§ Input records:
——————

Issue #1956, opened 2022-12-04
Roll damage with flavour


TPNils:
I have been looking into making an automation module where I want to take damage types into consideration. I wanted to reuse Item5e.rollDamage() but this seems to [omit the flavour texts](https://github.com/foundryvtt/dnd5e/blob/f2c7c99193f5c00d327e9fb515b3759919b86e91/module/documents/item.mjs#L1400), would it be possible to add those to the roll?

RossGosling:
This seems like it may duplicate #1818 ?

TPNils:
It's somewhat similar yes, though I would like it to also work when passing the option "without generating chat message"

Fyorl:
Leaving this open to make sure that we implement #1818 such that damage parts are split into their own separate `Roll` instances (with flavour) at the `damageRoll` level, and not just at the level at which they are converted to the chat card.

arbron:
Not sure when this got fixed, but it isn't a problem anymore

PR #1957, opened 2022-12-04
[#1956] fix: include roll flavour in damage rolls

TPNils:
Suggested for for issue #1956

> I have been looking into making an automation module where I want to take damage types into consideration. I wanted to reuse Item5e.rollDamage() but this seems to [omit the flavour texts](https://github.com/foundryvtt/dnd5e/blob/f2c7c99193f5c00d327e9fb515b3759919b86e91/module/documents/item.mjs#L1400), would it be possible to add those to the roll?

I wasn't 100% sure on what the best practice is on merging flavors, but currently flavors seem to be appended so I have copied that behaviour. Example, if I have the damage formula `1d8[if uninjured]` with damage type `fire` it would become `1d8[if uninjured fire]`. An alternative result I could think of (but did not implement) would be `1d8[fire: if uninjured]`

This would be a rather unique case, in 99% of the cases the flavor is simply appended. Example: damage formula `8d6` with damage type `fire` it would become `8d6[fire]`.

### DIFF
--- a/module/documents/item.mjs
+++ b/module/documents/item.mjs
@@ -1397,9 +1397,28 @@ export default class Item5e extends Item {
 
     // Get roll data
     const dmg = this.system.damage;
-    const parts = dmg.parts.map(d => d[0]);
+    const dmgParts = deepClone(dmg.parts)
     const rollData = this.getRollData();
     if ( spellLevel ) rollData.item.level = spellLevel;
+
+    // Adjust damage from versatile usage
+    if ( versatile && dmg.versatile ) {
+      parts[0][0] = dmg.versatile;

——————

§ Problem requirements: Your answer must consist solely of the lines above between the line holding "Not sure when" and the line holding "Suggested for for issue #1956", inclusive, copied exactly.

§ Your response:
Not sure when this got fixed, but it isn't a problem anymore

PR #1957, opened 2022-12-04
[#1956] fix: include roll flavour in damage rolls

TPNils:
Suggested for for issue #1956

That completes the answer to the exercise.